PR #2886, opened 2020-12-24
fix portal tests

JoviDeCroock:


src/diff/patch.js
```diff
@@ -138,9 +140,27 @@ function patchComponent(
 			: tmp._defaultValue
 		: globalContext;
 
-	// Get component and set it to `c`
-	c = newVNode._component = oldVNode._component;
-	clearProcessingException = c._processingException = c._pendingError;
+	if (oldVNode._component) {
```
JoviDeCroock, line 143: For `Suspense` we need to check whether or not we are in a mount situation, my first thought was to add this in `children.js` as a seperate branch but this seemed to get into a lot more erroneous scenario's. Will try to look deeper into this.

src/render.js
```diff
@@ -49,7 +49,7 @@ export function render(vnode, parentDom, replaceNode) {
 			: null;
 
 	if (isHydrating) {
-		replaceNode = excessDomChildren[0];
+		replaceNode = excessDomChildren ? excessDomChildren[0] : null;
```
JoviDeCroock, line 52: In the above we set `excessDomChildren` to null potentially so we need to check whether or not this is possible else we have to set it to null

andrewiggins: Oh! good catch!

src/diff/patch.js
andrewiggins: Oh right. Yea, I'm thinking that in `children.js` we need to add some complexity to our check to see if we should go down the mount path or patch path. 3 scenarios come to mind:
1. There is no matching oldVNode
2. The previous oldVNode was suspended while mounting
3. The previous oldVNode was suspended while hydrating

Those last two would require deeper changes to the diff, but something we should tackle eventually

andrewiggins (approved):
Aweseome! Thanks for taking a look!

++++++++

**Exercise objective**:
After the last line of the data, restate all the entries verbatim.

**Solution to the problem**:
PR #2886, opened 2020-12-24
fix portal tests

JoviDeCroock:


src/diff/patch.js
```diff
@@ -138,9 +140,27 @@ function patchComponent(
 			: tmp._defaultValue
 		: globalContext;
 
-	// Get component and set it to `c`
-	c = newVNode._component = oldVNode._component;
-	clearProcessingException = c._processingException = c._pendingError;
+	if (oldVNode._component) {
```
JoviDeCroock, line 143: For `Suspense` we need to check whether or not we are in a mount situation, my first thought was to add this in `children.js` as a seperate branch but this seemed to get into a lot more erroneous scenario's. Will try to look deeper into this.

src/render.js
```diff
@@ -49,7 +49,7 @@ export function render(vnode, parentDom, replaceNode) {
 			: null;
 
 	if (isHydrating) {
-		replaceNode = excessDomChildren[0];
+		replaceNode = excessDomChildren ? excessDomChildren[0] : null;
```
JoviDeCroock, line 52: In the above we set `excessDomChildren` to null potentially so we need to check whether or not this is possible else we have to set it to null

andrewiggins: Oh! good catch!

src/diff/patch.js
andrewiggins: Oh right. Yea, I'm thinking that in `children.js` we need to add some complexity to our check to see if we should go down the mount path or patch path. 3 scenarios come to mind:
1. There is no matching oldVNode
2. The previous oldVNode was suspended while mounting
3. The previous oldVNode was suspended while hydrating

Those last two would require deeper changes to the diff, but something we should tackle eventually

andrewiggins (approved):
Aweseome! Thanks for taking a look!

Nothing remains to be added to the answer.